Implementing Thread State Analysis (TSA)

Lately, I have been reading System Performance for Enterprise and Cloud by Brendan Gregg^[1]. Among other things, the book provides a set of methodologies for application performance analysis. One of these is the Thread State Analysis (TSA).

This post describes some of the exploration I did around TSA. The methodology has been covered by Gregg multiple times^[2]^[3]. This post proposes a solution to one of the book's exercises which asks to implement a TSA tool for Linux.

The code presented later in the post is available https://github.com/samueleresca/tsastat.

Overview

The Thread State Analysis (TSA) method measures the time threads spend in certain states. It then investigates each state, from most to least frequent^[2:1]. It can used as the first step to analyse application performances.

The methodology can be used independently from the type of application you want to investigate. Furthermore, it can be applied as an initial approach to guide your investigation in the right direction.

The methodology proposes a set of thread states^[4] that most operating systems have. For each state, it provides some follow-up actions to get further insights into the state of the system. Below are the states proposed by the methodology:

Running: the time spent by the thread running on-CPU. The call to action in case of high value is to investigate the application with Profiling tools to determine where the CPU cycles are spent. Note that, since spinning locks are running on-CPU, they would add time in this state.
Runnable represents the time spent by the thread waiting for scheduling. A high value in this state usually implies that the application needs more CPU. Therefore, review the CPU resources and the limits configured for the application or the system.
Swapping the time spent by the thread in a swapped-out, wait-for-residency state. A long time spent in this state usually points to memory utilization issues.
Sleeping represents the thread waiting for any I/O. A high value here might suggest resource limitations (e.g.: disk, network). The next step is to understand which I/O is the bottleneck and to perform Off-CPU analysis^[5] to gather further details.
Lock state measures the thread waiting on lock contention. A high time spent here might suggest investigating which lock is blocking the thread and why it is blocking. Further lock analysis is required.

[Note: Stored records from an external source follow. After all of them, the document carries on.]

Issue #2020, opened 2024-05-28
CLI-ICP: get the possibility get path name for transformation matrix


SchmidL:
**Describe the feature you would like**
When the ICP is calculated the transformation matrix is saved directly next to the initial point clouds. But i would like to save next to my output when I export the transformed point cloud. So instead of autosave the point cloud, it would be amazing to pass a file path for the transformation matrix along with the command so that the identification is also clearer

**Is your feature request related to a problem? Please describe.**
not a problem, and its hard to be 100% certainty to copy the right autogenerated transformation matrix file.

dgirardeau:
Ah yes, there was a similar request a few days ago regarding the fit plane description file... I'll add this to the TODO list (if not already there 😅)

SchmidL:
Thank you very much!

PR #2360, opened 2026-08-15
Add -OUTPUT_MATRIX_FILE and -OUTPUT_INFO_FILE command line options (#2020)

A prerequisite of capturing these states is to identify how the states are actually implemented in the operating system. For Linux systems, we can gather the possible states of a thread by looking at the linux/sched.h. More on this in the later section.

Implementing TSA on Linux with bpftrace

As mentioned in the intro, this section proposes an implementation of the Thread State Analysis on Linux using bpftrace. To quote the exercise in the book:

"Develop a tool for Linux called tsastat(8) that prints columns for multiple thread state analysis states, with time spent in each. This can behave similarly to pidstat(1) and produce a rolling output."

All the code described next is available https://github.com/samueleresca/tsastat. The scripts require bpftrace installed in the system. More detailed instructions are in the README of the repo.

A similar implementation for FreeBSD has been already implemented by Gregg^[6].

Calculating on-CPU time (`Running` state)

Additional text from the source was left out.